I don't -- I'm not exactly sure I understand, Vedula, what you're saying. We're filing the rate cases that we expect to reduce our lag over time. Some of that lag, by the fact that -- as mentioned earlier on the call, that in Washington, our largest jurisdiction, we won't, in the first year, have the opportunity to have rates go into effect prior to April 1. And with the first quarter being one of our larger quarters in the year, we do expect to have continuing lag in 2020. And we may not get everything we ask for, so it may take some time in that 2020 time frame. And the commission, we have to work with the commission and all the parties to get that into effect. So that could be spread over those 2 years. And then we also have the opportunity in 2022 to have another case filed at the end of the 2-year plan. So it's a combination of things. If we get treatment that is more favorable early, we can reduce the time frame of that lag. If we -- but we don't -- we're not -- what we are anticipating is by 2022, we'll have our opportunity to get that lag to 0 or the 105 basis points. And we will continue to work to make that sooner if possible, but that's not our expectation in our guidance.
Okay. And are there any specific items -- there was a discussion about the IRP and some other things in terms of -- that we ought to pay attention to that could be a material uptick to -- I think it's $405 million approximately CapEx run rate that you currently have through the 2022 time frame.
I would say not in the near term. I think those are much more longer-term items that we may have opportunities for looking at our capital, and we'll look at that. But in the near term, I would look through 2022 and expect us to continue to spend our $405 million of capital at Avista Utilities as well as the capital we spend at Alaska and our other businesses.
[Operator Instructions] Question from Chris Ellinghaus of Williams Capital again.

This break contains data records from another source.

PR #1108, opened 2025-01-15
Prepare changes for next psdm release

danielfeismann:
resolves #1107

PR #1118, opened 2025-01-22
Use ValidationUtils for ThermalGrids

### LINKED ISSUE #1117: Use ValidationUtils also on AssetInput not only for JointGridContainer
The only place where we use ValidationUtils to check for valid input data is here 

https://github.com/ie3-institute/simona/blob/dev/src/main/scala/edu/ie3/simona/io/grid/GridProvider.scala#L52-L53

Since there are assets that are not included in the JointGridContainer we don't use ValidationUtils to check those.
This effects
- thermal houses
- thermal storages
- maybe ems?
- maybe more?

Since there are ValidationUtils at least for ThermalUnits, we should use them in SIMONA.

danielfeismann:
resolves #1117 
at least for thermalGrids and their assets.

requires: 
- https://github.com/ie3-institute/PowerSystemDataModel/pull/1217 
- #1108


src/main/scala/edu/ie3/simona/agent/participant/hp/HpAgentFundamentals.scala
```diff
@@ -456,6 +457,7 @@ trait HpAgentFundamentals
         s"Unable to initialize heat pump agent '${inputModel.electricalInputModel.getUuid}' without thermal grid model."
       )
     case WithHeatInputContainer(_, thermalGrid) =>
+      ValidationUtils.check(thermalGrid)
```
staudtMarius, line 460: Is there a reason, for doing the validation here? For the `JointGridContainer` we do the check right after reading it (see: `GridProvider`).

staudtMarius (changes requested):
I have a small question regarding this PR.

src/main/scala/edu/ie3/simona/agent/participant/hp/HpAgentFundamentals.scala
danielfeismann: Right thats the place where we check normally everything. At the moment i don't see a (simple) way to access the complete thermalGrid there. But maybe I oversaw something? If you have a simple approach checking this at GridProvider, feel free. 

Nonetheless maybe a comment in GridProvider would be good, that the validation of thermalGrid is done in HpAgentFundamentals...

staudtMarius: You could do it in the map method, where we map the thermal grid to its bus. You could first valudate the grid and than map it.

Another option would be to add one of the following lines before the mapping: 
- `.map(ValidationUtils.check)`
- `.map(ValidationUtils.check(_))`

src/main/scala/edu/ie3/simona/agent/participant/hp/HpAgentFundamentals.scala
```diff
@@ -11,6 +11,7 @@ import edu.ie3.datamodel.models.result.system.{
   HpResult,
   SystemParticipantResult,
 }
+import edu.ie3.datamodel.utils.validation.ValidationUtils
 import edu.ie3.simona.agent.ValueStore
```
staudtMarius, line 15: This import can be removed.

staudtMarius (changes requested):
The import in the `HpAgentFundamentals` is no longer necessary.

staudtMarius (approved):
LGTM

PR #1104, opened 2025-01-13
Added support for topologies without transformers and slack grids with multiple nodes

staudtMarius:
Resolves #1099

PR #1125, opened 2025-01-27
Enhance exception message in case of InvalidGridException

### LINKED ISSUE #1124: Enhance exception message in case of InvalidGridException
`The grid contains no basic branch elements (lines or transformers).`

should give a bit more context

danielfeismann:
resolves #1124


src/main/scala/edu/ie3/simona/model/grid/GridModel.scala
```diff
@@ -407,7 +407,7 @@ object GridModel {
       noLines && noTransformers2w && noTransformers3w && (noOfNodes > noOfSlackNodes)
     )
       throw new InvalidGridException(
-        "The grid contains no basic branch elements (lines or transformers)."
+        f"The grid with subnet number ${gridModel.subnetNo} contains no basic branch elements (lines or transformers)."
```
sebastian-peter, line 410: You could go one step further and add this: `Only grids that only consist of slack nodes are allowed to not contain lines and transformers` (or similar)

 (I had to deal with this not long ago and it took some time to understand the situation)

danielfeismann: Thanks, main issue was to get the subnet that raises the issue. Will adapt this, asking myself if it is longer valid with https://github.com/ie3-institute/simona/pull/1104

pierrepetersmeier:
!test

src/main/scala/edu/ie3/simona/model/grid/GridModel.scala
sebastian-peter: That's a good question, but since you're only adapting the error message to describe current reality, this is fine for now imho

sebastian-peter (approved):

PR #1132, opened 2025-02-04
Enhance EmAggregate of SelfOpt to cope with other targetLimits

### LINKED ISSUE #1131: Enhance EmAggregate of SelfOpt to cope with other targetLimits
merge PowerSelfOpt with same functionalities for some powerLimit that shouldn't be exceeded if possible...

danielfeismann:
resolves #1131


danielfeismann:
!test

src/test/scala/edu/ie3/simona/model/em/EmAggregatePowerOptSpec.scala
```diff
@@ -0,0 +1,688 @@
...
+      )
+
+      actualResult shouldBe (
+        Kilowatts(-3.0),
+        Kilowatts(-7.0),
+        Kilowatts(4.0)
+      )
+    }
+
+    "pick (reference power (positive) if inside the power limit" in {
```
staudtMarius, line 480: I think this bracket can be removed.

src/main/scala/edu/ie3/simona/model/em/EmAggregatePowerOpt.scala
```diff
@@ -12,29 +12,38 @@ import edu.ie3.simona.ontology.messages.flex.MinMaxFlexibilityMessage.ProvideMin
...
+  * @param targetPower
+  *   power limit that should be not be exceeded
   * @param curtailRegenerative
   *   Whether to include positive flexibility of PV/WEC in reference sum
   *   calculation
   */
-final case class EmAggregateSelfOpt(curtailRegenerative: Boolean)
-    extends EmAggregateFlex {
+final case class EmAggregatePowerOpt(
+    targetPower: Power = zeroKW,
```
staudtMarius, line 29: Maybe we can find more suitable name for `targetPower`, because for values, except the default value, it behaves more like an interval. Also, in the tests it is sometimes called a `limit` and in the `CHANGELOG` it is called `targetLimit`.

staudtMarius (changes requested):
This looks good. Just some small points.

src/main/scala/edu/ie3/simona/model/em/EmAggregatePowerOpt.scala
danielfeismann: I see your point. I startet with limit but it isn't really a limit since we allow to exceed if it's infeaseable. So target was and is still my prefered choice. But I would be happy, if you have a good suggestion. Nevertheless I will harmonise the other limits that might be in there...

staudtMarius: We could name it something like `targetRange` or `targetPowerRange`, to express that we trying to find a value, that is inside of a set range.

danielfeismann: Yes, but the value itself is one target value, not a range. Therefor I'll opt for targetPower.

staudtMarius: But isn't it `±targetPower`?

danielfeismann: yes, but from users perspective range could be interpreted to give two values, which is not supported.

staudtMarius: Should we name it `targetPowerAbs` or at least document, that this value is seen as an absolute value?

danielfeismann: Good idea!

staudtMarius (approved):
LGTM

Guys, one more thing on SB 5116. It seems to be encouraging of acquisition of resources. Did you interpret it that way as well?
Chris, this is Kevin Christie again. It's simply providing for that possibility to the extent that that's what makes the most sense as we move forward with our resource planning and the opportunity to keep costs as low as possible for our customers.
So do you see the language of the bill being incrementally an opportunity along the acquisition front?
Sure. It is in the sense that we would be able to earn on the PPA, forward PPA. And that wasn't possible in the past, so that is an opportunity.
[Operator Instructions] And it looks like we have no more questions.
I would like to thank everyone for joining us today. We certainly appreciate your interest in our company. Have a great day.
Thank you. Ladies and gentlemen, this concludes today's conference. Thank you for your participation. You may now disconnect.